Eigenvalues of sums of almost commuting Hermitian matrices I am considering $n \times n$ Hermitian matrices $A, B,$ and $C$ such that $A + B = C$ and with eigenvalues $a_{i}$, $b_{i}$, $c_{i}$ ordered so that $a_{1} \geq a_{2} \geq \cdots \geq a_{n}$ etc... I think (from the spectral theorem) that if $A$ and $B$ commute then they are simultaneously diagonalisable and that each eigenvalue of $C$ should equal to a sum of eigenvalues of the summands, in particular $c_{1} = a_{1} + b_{1}$ and $c_{n} = a_{n} + b_{n}$. From Weyl's inequality I also have that for $c_{1} \leq a_{1} + b_{1}$ and $c_{n} \geq a_{n} + b_{n}$ (with equality in the case that $A$ and $B$ commute as mentioned above). I've been reading a bit about "almost commuting" Hermitian matrices (in the sense that the (Frobenius) norm of the commutator of $A$ and $B$ is small) and have seen that if $A$ and $B$ almost commute than they are "almost simultaneously diagonalisable". Does this mean that if $A$ and $B$ almost commute then $c_{1} \approx a_{1} + b_{1}$ and $c_{n} \approx a_{n} + b_{n}$. Could anyone point me towards more information on this, and potentially if there are any bounds on the error of approximating the maximum/minimum eigenvalues of a sum of almost-commuting Hermitian matrices ($C$) as the sum of the maximum/minimum eigenvalues of the two matrices ($A$ and $B$), as described above.

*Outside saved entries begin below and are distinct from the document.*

PR #761, opened 2020-09-23
[kernel] Implement operating mixed-model kernel

ghaerr:
Demonstrates first fully working, configurable mixed-model ELKS kernel using a far text section.

The ELKS kernel code segment 64k limitation can now be, in theory, doubled to 128k, since a 64k .text section and an additional 64k .fartext code section are now supported. This PR reduces the kernel .text size over 4k bytes from 58896 bytes to 54736 by moving kernel init routines outside the almost-full .text segment.

Tested only on REL_SYS (default) system generation. ROM code not yet supported.
Enabled by 'Far text kernel' (CONFIG_FARTEXT_KERNEL) in menuconfig. Default ON for now. 
You'll notice a few new debug displays early on the boot process: these are the text, fartext, and data segments and relocations.

Moves almost all kernel initialization routines into a .fartext.init section, with the idea that memory used for kernel initialization can be freed and reused for user processes in the future. Future plans include moving MINIX and/or FAT filesystem code into .fartext segment to greatly reduce near text kernel code size.

There is a pretty small overhead when executing .fartext code that calls .fartext code, given the space saving benefit. However, there is much more overhead when calling near routines from .fartext functions. More work and analysis is ongoing in this area. For instance, while the execution speed of initialization code matters little, the init code calling near functions increased the .fartext section size by around 640 bytes. Thus, the system overall is a bit larger (until reclamation, at least).

A big thanks to our resident master compiler enhancer and maintainer @tkchia. His work work adding medium model support, a much updated compiler and linker (in #747), and help in debugging the kernel has allowed us to achieve this milestone. We now have a way to add lots more code to the ELKS kernel in support of enhancements as well as the ability to produce a single kernel that supports all drivers and filesystems linked in, should we want to.


Mellvik:
Congratulations @tkchia & @ghaerr, this is indeed a milestone.
The way I understand it, this opens up room for new functionality that was previously impossible - or required something to go in order to get in.

Two questions:
 - Now that the FARTEXT option is enabled by default, what should we be looking for that may be different, if anything - particularly on physical hw? Performance, kernel messages, ... in order to contribute to debugging/ehnancements/...
 - If the FARTEXT config option is off, is there any change at all?

Thank you!
--Mellvik

ghaerr:
Hello @Mellvik,

>  - Now that the FARTEXT option is enabled by default, what should we be looking for that may be different, if anything - particularly on physical hw? Performance, kernel messages, ... in order to contribute to debugging/ehnancements/...

So far, there should be no difference in kernel execution, after boot and subsequent system initialization.

Currently, the process of converting various sections of the kernel to far text (meaning medium model) is somewhat slow and tedious, as each and every C function needs to be tagged separately with an attribute specifier. Moreover, it is imperative that a forward-declaration exist and its header file included in each compilation unit, as otherwise the possibility exists that the function be compiled far but called near, which will cause a  system crash when called, yet not tagged by the compiler/linker. (This is correct, @tkchia? Or could name-mangling be used to prevent such from occurring?).

So far, only initialization routines have marked far and moved. That means once the kernel successfully boots, the rest of the kernel should operate identically as before, which is why the default has been set ON for now. 

Code running in medium model runs at the same speed as small model, except for the overhead of function calls, where CS and IP are changed on a function call/return, versus just IP in small model. In addition, there is more overhead when a near function is called from a far function; this is called thunk overhead.

It has yet to be decided which other routines may want to be converted to medium model, but my thoughts have been that moving the filesystem code may make sense, as 1) they are large and removing them opens lots of additional .text space, and 2) they're relatively slow, since disk I/O is greatly slower than any medium model conversions would be.

To directly answer your first question: at this time, separating driver code that is used once (and only once) into a separate procedure that could be marked INITPROC (initialization far procedure) allows that code to reside in a separate segment, thus allowing for more complex initialization or probing routines that don't contribute to kernel .text size, should be considered. Take a quick look at bioshd_init in bioshd.c and idquery.c to see more details.

I haven't yet converted any of the character special device driver init routines; these include console, m TTY, PTY, serial, network, etc, so the networking drivers are completely unaffected, since they're currently under construction.

The data segment is still fixed at 64k, so keeping kernel messages short and to the point is important. The data portion of driver initialization routines cannot be discarded, although it might be possible to move fixed strings (.rodata) into the far text segment; I will have to consult with @tkchia on that one.

>  - If the FARTEXT config option is off, is there any change at all?

No, none at all. Thus it can be easily determined whether the far text option is a producing a bug.

Thank you!

PR #764, opened 2020-09-26
[tools] Update options to pass to binutils-ia16 ./configure, and bump up binutils-ia16 version

tkchia:
On the `binutils-ia16` end, I had changed the Binutils build option `--enable-hpa-segelf` to `--enable-x86-hpa-segelf`, to follow Binutils's conventions on option names.  (This option enables the [new IA-16 segment relocation representation](https://git.zytor.com/users/hpa/segelf/abi.git/plain/segelf.txt) now used in ELKS.)

With this commit, `tools/Makefile` now passes both the old and new option names to Binutils `./configure`.  This should correctly enable the option if we bump up the Binutils version in the future.


ghaerr:
Hello @tkchia,

Just after I pulled upstream and pushed this commit to my fork, I got the following "Run failed for master" error... I'm not sure why it would be happening on my fork and possibly not this one. Do you have any thoughts on this? I did commit #762 just prior, it also builds OK on my local systems.

I haven't run tools/build.sh on my local systems, the entire ELKS build proceeds without error on them. Unfortunately, as discussed prior, there isn't any way to determine the symbol that might be causing this error.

 A: I think that other assumptions are needed before progress can be made. My concern is the following example. Take symmetric $n$-by-$n$ matrices $A$ and $B$ that are far from commuting in the relative sense, i.e.,
$$ \frac{\|AB-BA\|_F}{\|A\|_F \|B\|_F} $$
cannot be regarded as small. We now build slightly larger matrices $A'$ and $B'$ through the simple formulas
$$ A' = \begin{bmatrix} t &  \\  & A \end{bmatrix}, \quad B' = \begin{bmatrix} t &  \\  & B \end{bmatrix}$$
Here $t$ is a just a real number, so we have merely added a row and a column to $A$ and $B$. However, as $t$ tends to infinity, $A'$ and $B'$ will eventually be accepted as commuting in the relative sense, because $$\|A'B' - B'A'\|_F = \|AB-BA\|_F$$ and $$\|A'\|_F^2 = t^2 + \|A\|_F^2, \quad \|B'\|_F^2 = t^2 + \|B\|_F^2.$$ However, while the largest eigenvalue of $C' = A'+B'$ will equal 2t for $t$ sufficiently large, the remaining eigenvalues of $C'$ will eventually equal the eigenvalues of $A + B$. Since $A$ and $B$ are far from commuting, I think that additional assumptions are needed before progress can be made.